* **SUPPLIED MATERIAL**
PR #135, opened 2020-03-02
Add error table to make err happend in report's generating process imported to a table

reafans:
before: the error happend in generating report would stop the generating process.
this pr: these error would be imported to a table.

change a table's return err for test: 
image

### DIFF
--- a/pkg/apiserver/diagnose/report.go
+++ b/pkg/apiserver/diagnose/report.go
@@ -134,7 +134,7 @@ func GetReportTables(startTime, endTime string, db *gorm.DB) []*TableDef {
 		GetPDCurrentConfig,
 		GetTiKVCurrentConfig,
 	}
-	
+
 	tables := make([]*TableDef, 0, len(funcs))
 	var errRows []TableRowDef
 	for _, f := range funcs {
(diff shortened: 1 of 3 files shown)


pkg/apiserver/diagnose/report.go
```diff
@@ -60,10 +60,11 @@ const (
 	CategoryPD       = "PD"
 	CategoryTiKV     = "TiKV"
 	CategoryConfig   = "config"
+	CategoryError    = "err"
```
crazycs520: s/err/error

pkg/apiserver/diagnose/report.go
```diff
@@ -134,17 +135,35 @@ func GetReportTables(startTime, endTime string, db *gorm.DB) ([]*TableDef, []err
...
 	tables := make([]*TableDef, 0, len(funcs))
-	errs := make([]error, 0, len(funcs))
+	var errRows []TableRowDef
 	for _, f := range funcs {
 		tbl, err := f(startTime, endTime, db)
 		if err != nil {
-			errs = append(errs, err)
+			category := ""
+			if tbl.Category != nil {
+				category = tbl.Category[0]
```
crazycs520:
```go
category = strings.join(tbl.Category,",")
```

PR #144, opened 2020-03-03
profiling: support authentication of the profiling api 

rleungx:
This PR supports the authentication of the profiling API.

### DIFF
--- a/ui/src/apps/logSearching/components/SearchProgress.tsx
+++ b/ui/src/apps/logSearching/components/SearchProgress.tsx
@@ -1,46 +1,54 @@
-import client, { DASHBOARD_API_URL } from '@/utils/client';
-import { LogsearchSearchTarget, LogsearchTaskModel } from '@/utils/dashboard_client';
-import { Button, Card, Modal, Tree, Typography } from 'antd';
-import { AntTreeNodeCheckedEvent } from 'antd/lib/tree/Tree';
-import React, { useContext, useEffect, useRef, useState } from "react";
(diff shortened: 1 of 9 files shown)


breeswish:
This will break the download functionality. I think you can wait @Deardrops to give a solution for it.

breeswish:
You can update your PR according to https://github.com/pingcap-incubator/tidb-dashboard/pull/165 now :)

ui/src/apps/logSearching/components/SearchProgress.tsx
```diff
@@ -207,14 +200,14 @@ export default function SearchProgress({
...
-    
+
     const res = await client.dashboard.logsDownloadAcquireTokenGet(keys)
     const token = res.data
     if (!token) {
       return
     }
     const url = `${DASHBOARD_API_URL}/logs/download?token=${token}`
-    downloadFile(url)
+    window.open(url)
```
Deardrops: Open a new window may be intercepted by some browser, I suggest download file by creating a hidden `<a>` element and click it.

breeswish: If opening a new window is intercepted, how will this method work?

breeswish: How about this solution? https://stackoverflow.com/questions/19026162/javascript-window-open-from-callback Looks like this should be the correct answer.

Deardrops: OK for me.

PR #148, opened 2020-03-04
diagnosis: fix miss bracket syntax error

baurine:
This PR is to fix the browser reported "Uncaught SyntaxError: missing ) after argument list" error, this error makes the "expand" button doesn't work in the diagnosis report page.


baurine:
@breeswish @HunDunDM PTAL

==

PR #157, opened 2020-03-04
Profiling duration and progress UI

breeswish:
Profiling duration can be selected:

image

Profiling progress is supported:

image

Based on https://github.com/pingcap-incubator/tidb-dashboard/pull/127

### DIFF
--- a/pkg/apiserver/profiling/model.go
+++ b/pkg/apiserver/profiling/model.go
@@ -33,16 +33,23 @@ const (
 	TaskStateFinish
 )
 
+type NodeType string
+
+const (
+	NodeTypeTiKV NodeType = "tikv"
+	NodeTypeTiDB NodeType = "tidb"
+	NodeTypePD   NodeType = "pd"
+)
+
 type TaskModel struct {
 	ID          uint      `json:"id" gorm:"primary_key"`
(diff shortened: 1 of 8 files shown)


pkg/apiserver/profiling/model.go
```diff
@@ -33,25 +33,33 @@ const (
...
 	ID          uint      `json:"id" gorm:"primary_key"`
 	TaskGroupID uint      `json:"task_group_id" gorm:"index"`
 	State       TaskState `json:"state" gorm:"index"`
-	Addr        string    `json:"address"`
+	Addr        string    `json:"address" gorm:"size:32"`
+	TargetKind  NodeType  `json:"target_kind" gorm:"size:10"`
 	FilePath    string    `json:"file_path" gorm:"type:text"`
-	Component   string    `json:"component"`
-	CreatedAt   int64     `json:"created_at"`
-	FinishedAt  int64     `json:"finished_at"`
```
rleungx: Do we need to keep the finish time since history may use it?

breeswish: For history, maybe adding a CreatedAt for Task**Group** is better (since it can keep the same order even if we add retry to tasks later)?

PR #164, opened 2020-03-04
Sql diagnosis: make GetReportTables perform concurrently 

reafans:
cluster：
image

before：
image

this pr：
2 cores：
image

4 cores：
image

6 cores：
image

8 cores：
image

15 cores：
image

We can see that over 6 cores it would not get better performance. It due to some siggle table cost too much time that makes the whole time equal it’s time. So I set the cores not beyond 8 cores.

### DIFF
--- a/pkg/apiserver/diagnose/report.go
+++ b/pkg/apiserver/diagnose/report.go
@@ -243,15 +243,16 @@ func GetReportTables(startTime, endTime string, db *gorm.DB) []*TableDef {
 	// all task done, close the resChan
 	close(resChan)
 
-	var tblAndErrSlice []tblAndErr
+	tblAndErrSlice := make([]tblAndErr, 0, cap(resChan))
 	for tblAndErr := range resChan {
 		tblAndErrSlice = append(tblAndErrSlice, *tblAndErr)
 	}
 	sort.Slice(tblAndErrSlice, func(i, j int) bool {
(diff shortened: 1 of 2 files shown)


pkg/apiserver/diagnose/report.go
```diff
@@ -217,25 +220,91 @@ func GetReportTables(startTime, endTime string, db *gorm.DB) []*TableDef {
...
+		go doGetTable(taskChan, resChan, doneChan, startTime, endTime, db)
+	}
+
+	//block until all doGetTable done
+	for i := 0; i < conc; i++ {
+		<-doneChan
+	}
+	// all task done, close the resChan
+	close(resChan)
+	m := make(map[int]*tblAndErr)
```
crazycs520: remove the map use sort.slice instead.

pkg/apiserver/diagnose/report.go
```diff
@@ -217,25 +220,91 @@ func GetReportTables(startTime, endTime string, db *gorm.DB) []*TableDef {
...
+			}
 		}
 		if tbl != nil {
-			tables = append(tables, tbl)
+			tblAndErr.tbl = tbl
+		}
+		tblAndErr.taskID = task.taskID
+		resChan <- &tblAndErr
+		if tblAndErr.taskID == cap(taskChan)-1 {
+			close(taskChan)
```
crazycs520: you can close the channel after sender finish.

---

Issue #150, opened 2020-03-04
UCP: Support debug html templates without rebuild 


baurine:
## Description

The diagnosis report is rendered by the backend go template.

* **TASK TO CARRY OUT**
Print exactly the lines above, between the one holding "PR #135, opened 2020-03-02" and the one holding "PR #144, opened 2020-03-03", inclusive, and nothing besides.

* **SOLUTION**
PR #135, opened 2020-03-02
Add error table to make err happend in report's generating process imported to a table

reafans:
before: the error happend in generating report would stop the generating process.
this pr: these error would be imported to a table.

change a table's return err for test: 
image

### DIFF
--- a/pkg/apiserver/diagnose/report.go
+++ b/pkg/apiserver/diagnose/report.go
@@ -134,7 +134,7 @@ func GetReportTables(startTime, endTime string, db *gorm.DB) []*TableDef {
 		GetPDCurrentConfig,
 		GetTiKVCurrentConfig,
 	}
-	
+
 	tables := make([]*TableDef, 0, len(funcs))
 	var errRows []TableRowDef
 	for _, f := range funcs {
(diff shortened: 1 of 3 files shown)


pkg/apiserver/diagnose/report.go
```diff
@@ -60,10 +60,11 @@ const (
 	CategoryPD       = "PD"
 	CategoryTiKV     = "TiKV"
 	CategoryConfig   = "config"
+	CategoryError    = "err"
```
crazycs520: s/err/error

pkg/apiserver/diagnose/report.go
```diff
@@ -134,17 +135,35 @@ func GetReportTables(startTime, endTime string, db *gorm.DB) ([]*TableDef, []err
...
 	tables := make([]*TableDef, 0, len(funcs))
-	errs := make([]error, 0, len(funcs))
+	var errRows []TableRowDef
 	for _, f := range funcs {
 		tbl, err := f(startTime, endTime, db)
 		if err != nil {
-			errs = append(errs, err)
+			category := ""
+			if tbl.Category != nil {
+				category = tbl.Category[0]
```
crazycs520:
```go
category = strings.join(tbl.Category,",")
```

PR #144, opened 2020-03-03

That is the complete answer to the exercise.